The Future of Crypto ETFs
By Brett Tejpaul, Head of Institutional Sales, Trading and Prime, Coinbase
The launch of the first bitcoin futures exchange-traded fund (ETF) in October was a long-awaited milestone for the crypto industry, and its explosive growth shows the appetite investors have for digital asset funds.
For many in the crypto market, however, the Proshares Bitcoin Strategy ETF is seen as just a first step toward the bigger goal: Getting regulatory approval for an ETF that gets exposure to bitcoin itself, rather than just futures contracts. But regardless of whether a fund is getting its exposure to bitcoin futures or to the cryptocurrency itself, it’s critical to investors that the management team brings a wealth of crypto-native experience to what will be a first-generation product.
A bitcoin ETF will bring unique opportunities for investors, but will also present unique challenges on the investment management side.
Building an ETF Infrastructure
The backlog of applications seeking regulatory approval for a bitcoin spot ETF is a clear sign that the crypto industry is interested in more than just a fund tied to futures contracts. But what exactly would a bitcoin ETF look like?

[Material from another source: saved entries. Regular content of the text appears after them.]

PR #3049, opened 2017-08-13
[3048] DateTime.ToString with "g" format different for "en-US" locale

geoffreymcgill:
Fixes # 3048

Several default DateTime formats were corrected


geoffreymcgill:
Wrong fix. Deleting branch Issue3048.

PR #3059, opened 2017-08-15
[V16.1] Correct file name casing for Integration Test reference files

LeonidVeriga:
Some Integration Test reference folders contain duplicated files: basically the same files but different name casing. For example, **TestProject.Issues.N2198.js** and **testProject.issues.n2198.js**:
gitfilenamecaseissue

This causes unresolving conflicts when merging branch **v16.1** into **master**. The PR is to remove _duplicate_ files in **v16.1** branch (see the same for **master** branch by PR #3058).


LeonidVeriga:
Result:
image

PR #3080, opened 2017-08-23
[3063] Clone of assignmentExpression.Left in Preconverter is changing runtime behavior

### LINKED ISSUE #3063: Clone of assignmentExpression.Left in Preconverter is changing runtime behavior
In case when left part of assignment expression has "side effects", expression like
`data[i++] += 1` is translated to something like `data[i++] = data[i++] + 1` and can cause weird runtime errors.

### Steps To Reproduce

https://deck.net/8fcea6a0ad63ef4caeeda143580f3feb

```c#
public class Program
{
    public static void Main()
    {
        int[] data = {10,20,30};
        int i = 0;
        data[i++] += 1;
        
        Console.WriteLine("data[0] = " + data[0]);
        Console.WriteLine("data[1] = " + data[1]);
        Console.WriteLine("i = " + i);
    }
}
```

### Expected Result

```js
data[0] = 11
data[1] = 20
i = 1
```

### Actual Result

```js
data[0] = 21
data[1] = 20
i = 2
```

vladsch:
Fixes #3063


Bridge/Resources/.generated/system/collections/bitArray.js
```diff
@@ -152,183 +153,184 @@
...
-            $ctor5: function (values) {
-                this.$initialize();
-                if (values == null) {
-                    throw new System.ArgumentNullException("values");
-                }
-                // this value is chosen to prevent overflow when computing m_length
-                if (values.length > 67108863) {
-                    throw new System.ArgumentException(System.String.format("The input array length must not exceed Int32.MaxValue / {0}. Otherwise BitArray.Length would exceed Int32.MaxValue.", Bridge.box(System.Collections.BitArray.BitsPerInt32, System.Int32)), "values");
-                }
+        },
```
LeonidVeriga: @vladsch, there is incorrect offset (indent level), probably due to incorrect formatting with  `var $t` in line https://github.com/bridgedotnet/Bridge/pull/3080/files#diff-8e80b6a2afcc37c7ea6da8e15d3d86e4R145

PR #3096, opened 2017-08-29
[3095] Parallel SharpSixRewriter

### LINKED ISSUE #3095: Improve compilation time
Hi. After some performance measurements, I have noticed that half of compilation process is spent into SharpSixRewriter.Rewrite. It very looks like a case for parallel execution. It's takes immutable SyntaxTree and return the rewritten code. 

So running it parallel gave this results 
**Rewrite: 00:01:03.7732088(CPU Time) / 00:00:28.6653381(Actual Time)**
Total: 00:02:1.6932611(CPU Time) / 00:01:38.3699835(Actual Time)

AndreyZM:
Fixes #3095.

### DIFF
--- a/Compiler/Translator/Translator/Translator.InspectAssembly.cs
+++ b/Compiler/Translator/Translator/Translator.InspectAssembly.cs
@@ -6,6 +6,7 @@ using System.Collections.Generic;
 using System.IO;
 using System.Linq;
 using System;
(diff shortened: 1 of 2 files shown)


LeonidVeriga:
@AndreyZM, thank you for the changes provided! We had to create a separate PR #3118 as some changes required and this PR is created on your master branch.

In fact, the foundation and infrastructure for a bitcoin ETF is already in place. In 2013, Grayscale Investments, the largest digital currency asset manager in the world, launched Grayscale® Bitcoin Trust (Symbol: GBTC), becoming the first company to launch a publicly traded bitcoin fund in the U.S. It also remains the only firm to convert a bitcoin fund into an SEC-reporting company.
To be sure, Grayscale has always been fully committed to converting GBTC into an ETF when the regulators give the greenlight. And by already having a product in the marketplace with a well-recognized brand, a strong asset base, a liquidity profile, and a broader trading ecosystem there to support the liquidity of the product, Grayscale is uniquely positioned to launch a crypto ETF.

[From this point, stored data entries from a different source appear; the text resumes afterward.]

PR #3102, opened 2017-08-31
[2976] `combineScripts: true` on a project that is referenced results in duplication of scripts and fails to load

### LINKED ISSUE #2976: `combineScripts: true` on a project that is referenced results in duplication of scripts and fails to load
Given 3 Bridge projects, `A`, `B` and `C`; `A` references both `B`+`C` and `B` references `C`. `combineScripts: true` is set for all packages.

The build output of `A` gets the JavaScript from `C` twice, once from its own reference and once from the combined scripts in `B`.

This results in an error when loading project A in the browser:

> Class `C.TestType` is already defined

I guess this is because C's JS is being combined  into B's before it then gets embedded in the assembly, and then is pulled out by A. This means currently it's not possible to use `combineScripts` on a project that gets referenced by another if there's a project referenced by both (this is really common with a library like Bridge.React).

It could be argued that we shouldn't use `combineScripts` in non-leaf node projects, however we need it in our production apps and we have test projects that need to reference those production apps.

I think the issue is related to combineScripts being used to create the JS on disk and that then embedded in the DLLs. I wonder if it would be possible to embed "clean" (non-combined) JS into the DLL regardless of the combineScripts setting? (It seems strange to be embedding things like Bridge.js and other dependencies JS inside a DLL).

LeonidVeriga:
Fixes #2976


LeonidVeriga:
@DanTup, this is a PR with #2976 implementation. It would be greate if you could check it out and leave your feedback.

DanTup:
@calcock Do you still have a simple repro for this you can test while I'm OOO?

PR #10, opened 2020-03-25
🎉 App NavBar

mamadOuologuem:
image

Mobile version

Screen Shot 2020-03-26 at 5 32 33 PM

From its inception, the firm has been focused on building an infrastructure that can scale to meet its evolving needs - and the needs of its investors. With that in mind, Grayscale selected Coinbase Custody in 2019 to serve as its qualified custodian, seeking a custody provider that could offer robust security, insurance coverage, and regulatory compliance.
Just as important, Grayscale sought a custodian that could scale with its business, which means devising solutions around both its growing suite of products and its growing assets under management. Having a custodian operating at scale will also be vital with the planned conversion of GBTC to an ETF, especially since there are unique operational complexities when you custody digital assets.

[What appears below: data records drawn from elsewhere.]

PR #17, opened 2020-03-31
🎉 Add date selector

mamadOuologuem:
### TODO
- Pass the unavailables dates to the `DateSelector` component
- Include the date in the wms query (cf branch `wms-get-date`)

As example, the nine first day are unactive in the screenshot
image


bencpeters:
I'll review the actual code in a minute, but I'm wondering if you've thought at all about how we can display the set of available dates? There will be some variation, but I think the most common data sets starting out are going to be:

- Monthly interval data (published on a given day on a monthly interval - "valid" for that whole month).

- 10 day interval data (same idea, but published every 10 days, and valid for a 10 day period)

- Discrete events - Data related to specific disasters/discrete events at unpredictable historic intervals (e.g. September 2009, January 2013, April 2015, ...)

I think the _most_ important thing that our date selection interface can do is to let us easily which dates in the past have data, and navigate to those dates. A "nice to have" would be an easy way to see the period/interval that the particular data is valid for (e.g. valid for 30 days, or 10 days), but that could easily be handled in a text description of the data, I think it's less important to have that visually represented than it is to have a really easy way of seeing what data is available. In the past versions, we've found that a month-by-month selector like this doesn't work very well for this purpose.

Do you have any thoughts/ideas for a better interface? Maybe work a quick mock up before coding?  Maybe some kind of variable period timeline that graphically shows dates? (e.g. it could be monthly for monthly interval or longer data, zoomed in for other?). Other ideas?

src/context/filters/filtersSlice.ts
```diff
@@ -23,20 +25,30 @@ export const slice = createSlice({
...
       { layers, ...state },
       { payload }: PayloadAction<LayerType>,
     ) => ({
       ...state,
       layers: layers.delete(payload),
     }),
+
+    updateDate: ({ layers, ...state }, { payload }: PayloadAction<Date>) => ({
+      ...state,
+      // 'layers' is getting converted into a object instead of Set<LayerType>
```
bencpeters, line 39: This seems unsustainable - we don't want to need to specifically call out parts of state in unrelated reducers all over (and maintain that as we add to state). Generally speaking, we're going to run into issues if we mix and match Immutable.js with regular JS like this.

[Here's some good reading on redux with TypeScript](https://redux.js.org/recipes/using-immutablejs-with-redux)

If we want to use Immutable.js for state, I think we need to use it completely (which means foregoing de-structuring), and having the whole of state be a `Map` rather than a plain JS object. Then a reducer would involve `state.set` or `state.withMutation` or something like that.

- or - 

We could just go back to regular JS objects for state.

I confess that I do generally like Immutable structures a lot, but if you don't want to deal with the complexity of that, that's fine. But I don't think we should be mixing & matching JS objects & Immutable ones like this.

src/context/filters/filtersSlice.ts
```diff
@@ -23,20 +25,30 @@ export const slice = createSlice({
...
+      layers: layers as Set<LayerType>,
+      currentDate: payload,
+    }),
   },
 });
 
 // Getters
-export const selectlayers = (state: RootState) => state.filters.layers;
+export const selectLayers = (state: RootState) => state.filters.layers;
+export const selectCurrentDate = (state: RootState) =>
```
bencpeters, line 48: If you keep immutable state you _probably_ can still use destructoring on the selectors if you want.

src/components/MapView/DateSelector/index.tsx
```diff
@@ -0,0 +1,113 @@
...
+import 'react-datepicker/dist/react-datepicker.css';
+
+import {
+  selectCurrentDate,
+  updateDate,
+} from '../../../context/filters/filtersSlice';
+
+interface InputProps {
+  value?: string;
+  onClick?: () => void;
```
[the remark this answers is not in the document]
mamadOuologuem: To set a custom input with the library we can pass this prop `customInput={<Input />}`. Then `DatePicker` will be working with the custom input trough the `ref`. As `<Input />` is not specifying directly the props, that is why I set the props as optional

```
<DatePicker
          ...
          customInput={<Input />}
        />
```

src/context/mapStateSlice.ts
```diff
@@ -0,0 +1,39 @@
...
+    removeLayer: (state, { payload }: PayloadAction<LayerType>) =>
+      state.update('layers', layers => (layers as LayersSet).delete(payload)),
+
+    updateDate: (state, { payload }: PayloadAction<Date>) =>
+      state.set('currentDate', payload),
+  },
+});
+
+// Getters
+export const selectLayers = (state: RootState) =>
```
ericboucher, line 31: The name `selectLayers` sounds weird.
Do you mean something like `getAvailableLayers` or `selectedLayers`?

mamadOuologuem: @ericboucher 
I named it like that as it is used like that `const layers = useSelector(selectLayers);` I tried to follow the convention on [redux documentation](https://react-redux.js.org/api/hooks#useselector-examples)

Another option can be `layersSelector`?

ericboucher: Yeah I think I'd prefer that :)

src/components/MapView/DateSelector/index.tsx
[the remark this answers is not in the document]
bencpeters: Ah, that makes sense. They must use `React.cloneElement` or something similar internally.

src/components/MapView/DateSelector/index.tsx
```diff
@@ -31,41 +36,109 @@ const Input = forwardRef(
...
+      dispatch(updateDate(date));
+    }
+  }
+
+  function incrementYear() {
+    dispatch(updateDate(new Date(selectedYear + 1, selectedMonth, 1)));
+  }
+
+  function decrementYear() {
+    dispatch(updateDate(new Date(selectedYear - 1, selectedMonth, 1)));
```
bencpeters, line 73: So the way this works right here, when we incr/decr the year on the timeline, it changes both the timeline element AND the selected date for data display purposes, right? (and potentially sets the "active" date to a date with no data available, since it defaults to the first of the month in a different year). Am I understanding that correctly?

I think we probably want to separate that state out into 2 different pieces:

- 1 date that is the "active" date for purposes of displaying data on the map. This is the date that gets set when you click on a month (or on a day in the calendar picker).

- The current year that the timeline is showing. This lets you quickly scroll through the timeline by year to see when data is available for without the map constantly changing/updating (which might involve a lot of data downloads, or putting us into dates with no data available).

src/components/MapView/DateSelector/index.tsx
```diff
@@ -31,41 +36,109 @@ const Input = forwardRef(
...
+  }
+
   function updateStartDate(date: Date) {
-    if (!isUnavailableDate(date)) {
+    if (isAvailableDate(date)) {
```
bencpeters, line 77: Can we use the UI element itself for this check? e.g. this function _only_ is callable (via `disabled` or something) when the date actually is available, rendering this check redundant?

If that's hard, it's not a big deal.

src/context/mapStateSlice.ts
```diff
@@ -0,0 +1,39 @@
+import { Map, Set } from 'immutable';
+import { createSlice, PayloadAction } from '@reduxjs/toolkit';
+
+import { RootState } from './store';
+import { LayerType } from '../config/types';
+
+interface LayersSet extends Set<LayerType> {}
+interface MapState extends Map<string, LayersSet | Date> {}
```
bencpeters, line 8: This *might* want to be `Map<string, Any>`? In general more specific types are better, but this state could end up growing into a pretty large union of types depending on what we add...

src/components/MapView/DateSelector/index.tsx
```diff
@@ -37,46 +40,34 @@ const Input = forwardRef(
...
-    if (date) {
-      dispatch(updateDate(date));
-    }
+    const { startDate, endDate } = getMonthStartAndEnd(month, selectedYear);
+    dispatch(updateDateRange({ startDate, endDate }));
   }
 
   function incrementYear() {
-    dispatch(updateDate(new Date(selectedYear + 1, selectedMonth, 1)));
+    setSelectedDate(selectedDate.year(selectedYear + 1).clone());
```
bencpeters, line 61: Is this the best way to do this? I can't remember the `moment` interface, but does `.year` mutate the original object? It probably doesn't matter much in this case, but would `selectedDate.clone().year(selectedYear + 1)` make more sense? 

I assume `.year` mutates the object rather than a copy?

src/components/MapView/DateSelector/utils.ts
```diff
@@ -15,6 +15,48 @@ export const months = [
...
+ * @param year
+ * @param availableDates
+ * @return
+ */
+export function isAvailableMonth(
+  month: number,
+  year: number,
+  availableDates: Date[],
+) {
+  return findAvailableDayInMonth(month, year, availableDates).length;
```
bencpeters, line 61: Let's convert this to a `boolean` - especially using an inferred return type, Typescript is going to "think" of this function as returning an integer, not a boolean

PR #18, opened 2020-04-07
🔧 Firebase config

mamadOuologuem:
Adding firebase configuration

**Prod:** https://prism-frontend.firebaseapp.com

Coinbase is one of the largest digital asset custodians with dedicated on-chain addresses secured by battle-tested cold storage. They offer the industry’s leading insurance policy and undergo regular financial and security audits by external firms. As disclosed in our second quarter 2021 shareholder letter, Coinbase Custody supports 142 assets across 15 different blockchains, with $92 billion in assets on platform (AOP).
In addition to its partnership with Coinbase Custody, BNY Mellon also reached an agreement with Grayscale to provide GBTC with accounting and administration services. And when GBTC is converted into an ETF, BNY Mellon is expected to provide transfer services and also services through its proprietary ETF Center, which offers technology specifically designed to support digital asset ETFs.
A Maturing Market
The historical evidence shows that getting regulatory approval for an ETF has always been a marathon and not a sprint.
When you consider the first ETF to gain approval in the U.S. back in 1993, it is what we would now consider to be one of the most plain, vanilla ETFs in the world - which is S&P exposure with a market-cap weighted index.
We then saw the expansion into international equities and the expansion into currencies, commodities, fixed income, and the various sub-sectors of fixed income. The same questions that are being asked right now about a bitcoin ETF were also asked about all those other asset classes or exposures that investors have been able to take advantage of with what is now a battled-tested ETF wrapper. And those questions largely and simply come down to investor protection.
Opportunity Knocks
When looking back at SPDRs — which was the first ETF that came to market in the U.S. back in 1993 — what made it so important was the fact that it was an institutional investment thesis in nature; but by putting it into an ETF wrapper, it offered all investors access to an institutional strategy. In other words, it was a strategy that could benefit everyone, from self-directed investors going through a brokerage all the way up to institutional investors, who are some of the most sophisticated investors in the world.
A crypto ETF will similarly provide opportunities across all levels of investors, further helping to democratize investing and finance. From the perspective of institutional investors, especially those who might be entering the crypto space for the first time, putting bitcoin in an ETF wrapper will give it a framework with credibility, providing investors with the confidence to invest in a vehicle with which they’re already familiar.
Grayscale remains focused on working with Coinbase Custody and BNY Mellon to ensure that the plumbing and foundation is in place for GBTC, so that the planned conversion process is as fluid and frictionless as possible. The goal is to not only deliver a high-quality bitcoin ETF to current investors, but to build a durable crypto ETF franchise that will serve the next generation of investors as well.